El ser humano moral es aquel a quien preocupa el peso ético de sus acciones. Se interroga sobre él, y busca respuestas en sí mismo. Intenta vivir moralmente (esto es, no solo para sí, sino considerando los efectos de sus actos u omisiones sobre los demás).
Luego tenemos al moralista. A ese le tiene sin cuidado su propia vida. Se dedica a vigilar la moral de los demás. Ya no es un ser moral: es un moralizador. Teleevangelista de pacotilla. Fiscal de la moral de los otros. Perseguidor. Sabueso de presa que se cree investido de la misión divina de purgar al mundo de lo que él percibe como pecado. Es absolutamente psico-rígido. ¿Sus maestros? Savonarola, Torquemada, Gui, Arbués: los grandes inquisidores del pasado. Emite juicios a diestra y siniestra, blandiendo la maza de Thor en una mano, al relámpago de Zeus en otro, y la cruz cristiana en la boca. Nunca vuelca su cuestionamiento sobre sí mismo. Es cruel, inclemente, férreo. Reduce toda su campaña de sanitarización moral al terreno de la sexualidad, como si esta fuese la esencia de la ética, como si la orientación sexual de una persona dijese más sobre ella que su reacción ante el dolor del prójimo (“el próximo”) en una situación que requiere solidaridad y presencia activa. Además, es oportunista. Hace de su bandería moral un trampolín para escalar puestos políticos. De tonto no tiene un pelo. Es ladino: sabe perfectamente lo que hace. Tiene su agenda bien planeada: ministerios, diputaciones, la presidencia de la república, el benemeritazgo de la patria, ser “personaje noticioso del año” y figurar, figurar, figurar, que tal es su obsesión inescapable.

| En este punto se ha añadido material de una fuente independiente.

Issue #3762, opened 2026-02-10
Add similarity search configuration parameters to the optimizer


jerm-dro:
**Depends on:** #3733

### Context

The mcp-optimizer supports several configurable parameters that control similarity search behavior. As the optimizer is migrated into vMCP, these parameters need to be exposed through the `OptimizerConfig` (`pkg/vmcp/config/config.go`) so operators can tune search quality and result limits.

The mcp-optimizer currently supports:

| Parameter | Type | Default | Range | Description |
|-----------|------|---------|-------|-------------|
| `tool_distance_threshold` | float | 1.0 | 0.0–2.0 | Max cosine distance for filtering results. 0 = identical, 2 = opposite. |
| `hybrid_search_semantic_ratio` | float | 0.5 | 0.0–1.0 | Blend ratio of semantic vs BM25 search. 0.0 = all BM25, 1.0 = all semantic. |
| `max_tools_to_return` | int | 8 | 1–50 | Maximum number of tools returned from a search (top-k). |

Parameters from the mcp-optimizer that are **not applicable** to vMCP:
- `embedding_model_name`, `embedding_threads`, `enable_embedding_cache` — vMCP uses an external EmbeddingServer, not a local model
- `max_servers_to_return` — vMCP operates at the tool level, not the server level
- `registry_ingestion_batch_size`, `workload_ingestion_batch_size` — different ingestion architecture
- `encoding` — token counting, not relevant to vMCP's optimizer

### Requirements

1. Add the following fields to `OptimizerConfig` in `pkg/vmcp/config/config.go`:
   - `ToolDistanceThreshold` (float, default 1.0) — max cosine distance for filtering search results
   - `HybridSearchSemanticRatio` (float, default 0.5) — blend ratio between semantic and BM25 search
   - `MaxToolsToReturn` (int, default 8) — maximum number of tools returned per search
2. Wire these config values through to the `ToolStore` and optimizer so they are respected at search time.
3. Expose these as CRD fields on the VirtualMCPServer resource for Kubernetes deployments.
4. Validate ranges at config load time (distance: 0.0–2.0, ratio: 0.0–1.0, max tools: 1–50).

### High-Level Implementation

- Add fields to `OptimizerConfig` with appropriate defaults and validation
- Pass the config values to the SQLite `ToolStore` hybrid search implementation
- Add corresponding CRD fields to the VirtualMCPServer spec
- Update the factory wiring in `cmd/vmcp/app/commands.go`

[...]

PR #3896, opened 2026-02-19
Add configurable search parameters to optimizer

aponcedeleonch:
Closes: https://github.com/stacklok/toolhive/issues/3762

Antes de juzgar (cosa muy fácil) conviene, primero, tratar de comprender. Ejercer lo que Bergson llamaba “empatía imaginativa”: ponernos en el lugar de la persona que juzgamos y tratar, a través de las imágenes, de formarnos una idea de lo que su vida ha de ser. Por así decirlo, un pequeño ejercicio de metempsicosis: pasarnos al cuerpo y la circunstancia del otro, e intentar ver el mundo desde su perspectiva. Si esto no funciona, hacer entrar en acción la compasión de los budistas, la commiseratio de Spinoza, la caritas (amor) cristiana esto es, padecer-con, sufrir-con: veremos entonces cuánto de sordo dolor puede haber en la persona que censuramos y, antes bien, procuraríamos aliviar su carga.
Al homosexual no hay que “tolerarlo” (como si de una calamidad se tratase). Basta con aceptarlo, acogerlo, más aun, celebrar el hecho de que es diferente: la diferencia supone una visión diversa del mundo que será valiosa por cuanto heterodoxa, singular, enriquecedora. ¿Que no corrobora mi concepción del mundo? ¡Y eso a quién le importa! ¡Los seres humanos no existen para “corroborarnos”! Son lo que son, y punto. Cuando escucho a estos torquemadillas tropicales y folclóricos, a estos “protohombres” –ahora con veleidades presidenciales–, no puedo menos que preguntarme: ¿qué es lo que en el fondo odian a tal punto? ¿Dónde, en realidad, dormita eso que aborrecen, que persiguen y denuncian con furor tan encarnizado? Pálpese el alma amigo: ahí están las respuestas. Tal vez, más próximas a usted mismo de lo que quisiera admitirlo.